Collected data
PR #690, opened 2020-07-25
PhysX 4.1

Hoikas:
This updates PhysX from version 2.6 to 4.1. I decided to go with PhysX 4.1 instead of other options such as Bullet Physics or Newton Game Dynamics due to our previous usage of PhysX. While the API has changed significantly in places, much of the simulation behavior is similar, which makes life easier. PhysX 4.1 is open source, cross platform, and supports 64-bit.

Note that this is intended to be tested with a set of minor asset fixes in H-uru/moul-assets#10. Please ensure that you are using these files before submitting commentary.

On a high level, this changeset:
- Ports the libHSPlasma uncooking code for PhysX 2.6 data, to minimize data file churn.
- Updates PhysX 2.6 APIs to PhysX 4.1 APIs.
- Rewrites the CMake FindPhysX script for PhysX 4.1 with special considerations to the idiosyncrasies of vcpkg.
- As much as possible, separates PhysX logic from Plasma logic by pulling the code into a separate file.
- Removes or simplifies many of the bespoke aspects of the character controller in favor of functionality built in to PhysX 4.1.
- Spreads some nice `override` all over the joint.

Aside from dealing with API changes, this changeset overhauls the character controller significantly. PhysX's built in character controller can at best be described as "functional" in the old PhysX 2.6 case. Indeed, in the case of Jalak, it is insufficient and a bespoke mode had to be engaged. In PhysX 4.1, I saw issues where the avatar would be able to get on top of kickables and "ride" them such that it was trivial to go out of bounds while running in place on a kickable. So, the character controller is a true dynamic actor now, controlled by directly setting its linear velocity each simulation frame. This results in more realistic world interactions for the most part and greatly simplified code.

Some changes to note from the 2.6 movement handling:
- When attempting to walk on slopes, when the avatar reaches a slope of greater than 57 degrees, the falling animation begins. The falling animation discontinues when the slope is under 40 degrees.
- Downward velocity (due to gravity) is calculated based on whether or not we are on the ground--if the ground is a kickable, we inherit its downward velocity. Otherwise, we compute the velocity based on the ground normal. This greatly improves walking on top of the fish baskets in Eder Gira.

Closes #4.
Depends on Microsoft/vcpkg#12413 or NVIDIAGameWorks/PhysX#322.
Fixes #609.
Obsoletes and closes #667.
Depends on H-uru/moul-assets#10.

PR #867, opened 2021-03-10
Clean up hsStreams a bit

zrax:
... And remove the broken and unused stream logging functionality.


Sources/Plasma/NucleusLib/pnMessage/plMessage.cpp
```diff
@@ -344,13 +333,10 @@ int plMsgCStringHelper::Peek(char *& str, hsStream* stream, const uint32_t peekO
         {
             str = new char[strlen+1];
             str[strlen] = '\0';
-            if (strlen) {
-                stream->LogRead(strlen,str,"CString");
-                stream->LogStringString(ST::format("Value: {}", str).c_str());
-            }
+            if (strlen)
+                stream->Read(strlen, str);
```
Hoikas, line 337: While we're here, I think we should move the null-terimation to be done post-read instead of pre-read. Just in case someone is sending us very gnawty strings....

Sources/Plasma/PubUtilLib/plAnimation/plAGAnim.cpp
```diff
@@ -406,14 +406,14 @@ void plATCAnim::Read(hsStream *stream, hsResMgr *mgr)
...
     {
         ST::string name = stream->ReadSafeString();
-        float begin = stream->ReadLEScalar();
-        float end = stream->ReadLEScalar();
+        float begin = stream->ReadLEFloat();
+        float end = stream->ReadLEFloat();
         fLoops[name] = std::pair<float,float>(begin,end);
     }
 
     int numStops = stream->ReadLE32();
```
Hoikas, line 414:
```suggestion
    uint32_t numStops = stream->ReadLE32();
```

Sources/Plasma/PubUtilLib/plNetCommon/plServerGuid.cpp
```diff
@@ -42,7 +42,6 @@ You can contact Cyan Worlds, Inc. by email legal@cyan.com
 #include "hsWindows.h"
 #include "plServerGuid.h"
 #include "pnMessage/plMessage.h"
-#include "PubUtilLib/plStreamLogger/plStreamLogger.h"
```
Hoikas, line 45: 😓

Sources/Plasma/PubUtilLib/plNetMessage/plNetMessage.h
```diff
@@ -44,6 +44,7 @@ You can contact Cyan Worlds, Inc. by email legal@cyan.com
 
 #include "HeadSpin.h"
 #include "hsBitVector.h"
+#include "hsStream.h"
```
Hoikas, line 47: The include-graph mindful part of me would like to see this moved into the source file if it would be a trivial change.

Sources/Plasma/PubUtilLib/plPhysX/plPXStream.h
```diff
@@ -55,14 +55,14 @@ class plPXStream : public NxStream
     NxU8        readByte() const override { return fStream->ReadByte(); }
     NxU16       readWord() const override { return fStream->ReadLE16(); }
     NxU32       readDword() const override { return fStream->ReadLE32(); }
-    float       readFloat() const override { return fStream->ReadLEScalar(); }
+    float       readFloat() const override { return fStream->ReadLEFloat(); }
```
Hoikas, line 58: ... This file should have been deleted in #690... 😞 (sigh)

Sources/Plasma/NucleusLib/pnMessage/plMessage.cpp
zrax: It actually doesn't matter, since we're not reading into that final element...  But yeah, it could be moved for clarity.

Hoikas (approved):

[PROBLEM DESCRIPTION] Copy out every record again, letter for letter.

[WRITTEN SOLUTION]
PR #690, opened 2020-07-25
PhysX 4.1

Hoikas:
This updates PhysX from version 2.6 to 4.1. I decided to go with PhysX 4.1 instead of other options such as Bullet Physics or Newton Game Dynamics due to our previous usage of PhysX. While the API has changed significantly in places, much of the simulation behavior is similar, which makes life easier. PhysX 4.1 is open source, cross platform, and supports 64-bit.

Note that this is intended to be tested with a set of minor asset fixes in H-uru/moul-assets#10. Please ensure that you are using these files before submitting commentary.

On a high level, this changeset:
- Ports the libHSPlasma uncooking code for PhysX 2.6 data, to minimize data file churn.
- Updates PhysX 2.6 APIs to PhysX 4.1 APIs.
- Rewrites the CMake FindPhysX script for PhysX 4.1 with special considerations to the idiosyncrasies of vcpkg.
- As much as possible, separates PhysX logic from Plasma logic by pulling the code into a separate file.
- Removes or simplifies many of the bespoke aspects of the character controller in favor of functionality built in to PhysX 4.1.
- Spreads some nice `override` all over the joint.

Aside from dealing with API changes, this changeset overhauls the character controller significantly. PhysX's built in character controller can at best be described as "functional" in the old PhysX 2.6 case. Indeed, in the case of Jalak, it is insufficient and a bespoke mode had to be engaged. In PhysX 4.1, I saw issues where the avatar would be able to get on top of kickables and "ride" them such that it was trivial to go out of bounds while running in place on a kickable. So, the character controller is a true dynamic actor now, controlled by directly setting its linear velocity each simulation frame. This results in more realistic world interactions for the most part and greatly simplified code.

Some changes to note from the 2.6 movement handling:
- When attempting to walk on slopes, when the avatar reaches a slope of greater than 57 degrees, the falling animation begins. The falling animation discontinues when the slope is under 40 degrees.
- Downward velocity (due to gravity) is calculated based on whether or not we are on the ground--if the ground is a kickable, we inherit its downward velocity. Otherwise, we compute the velocity based on the ground normal. This greatly improves walking on top of the fish baskets in Eder Gira.

Closes #4.
Depends on Microsoft/vcpkg#12413 or NVIDIAGameWorks/PhysX#322.
Fixes #609.
Obsoletes and closes #667.
Depends on H-uru/moul-assets#10.

PR #867, opened 2021-03-10
Clean up hsStreams a bit

zrax:
... And remove the broken and unused stream logging functionality.


Sources/Plasma/NucleusLib/pnMessage/plMessage.cpp
```diff
@@ -344,13 +333,10 @@ int plMsgCStringHelper::Peek(char *& str, hsStream* stream, const uint32_t peekO
         {
             str = new char[strlen+1];
             str[strlen] = '\0';
-            if (strlen) {
-                stream->LogRead(strlen,str,"CString");
-                stream->LogStringString(ST::format("Value: {}", str).c_str());
-            }
+            if (strlen)
+                stream->Read(strlen, str);
```
Hoikas, line 337: While we're here, I think we should move the null-terimation to be done post-read instead of pre-read. Just in case someone is sending us very gnawty strings....

Sources/Plasma/PubUtilLib/plAnimation/plAGAnim.cpp
```diff
@@ -406,14 +406,14 @@ void plATCAnim::Read(hsStream *stream, hsResMgr *mgr)
...
     {
         ST::string name = stream->ReadSafeString();
-        float begin = stream->ReadLEScalar();
-        float end = stream->ReadLEScalar();
+        float begin = stream->ReadLEFloat();
+        float end = stream->ReadLEFloat();
         fLoops[name] = std::pair<float,float>(begin,end);
     }
 
     int numStops = stream->ReadLE32();
```
Hoikas, line 414:
```suggestion
    uint32_t numStops = stream->ReadLE32();
```

Sources/Plasma/PubUtilLib/plNetCommon/plServerGuid.cpp
```diff
@@ -42,7 +42,6 @@ You can contact Cyan Worlds, Inc. by email legal@cyan.com
 #include "hsWindows.h"
 #include "plServerGuid.h"
 #include "pnMessage/plMessage.h"
-#include "PubUtilLib/plStreamLogger/plStreamLogger.h"
```
Hoikas, line 45: 😓

Sources/Plasma/PubUtilLib/plNetMessage/plNetMessage.h
```diff
@@ -44,6 +44,7 @@ You can contact Cyan Worlds, Inc. by email legal@cyan.com
 
 #include "HeadSpin.h"
 #include "hsBitVector.h"
+#include "hsStream.h"
```
Hoikas, line 47: The include-graph mindful part of me would like to see this moved into the source file if it would be a trivial change.

Sources/Plasma/PubUtilLib/plPhysX/plPXStream.h
```diff
@@ -55,14 +55,14 @@ class plPXStream : public NxStream
     NxU8        readByte() const override { return fStream->ReadByte(); }
     NxU16       readWord() const override { return fStream->ReadLE16(); }
     NxU32       readDword() const override { return fStream->ReadLE32(); }
-    float       readFloat() const override { return fStream->ReadLEScalar(); }
+    float       readFloat() const override { return fStream->ReadLEFloat(); }
```
Hoikas, line 58: ... This file should have been deleted in #690... 😞 (sigh)

Sources/Plasma/NucleusLib/pnMessage/plMessage.cpp
zrax: It actually doesn't matter, since we're not reading into that final element...  But yeah, it could be moved for clarity.

Hoikas (approved):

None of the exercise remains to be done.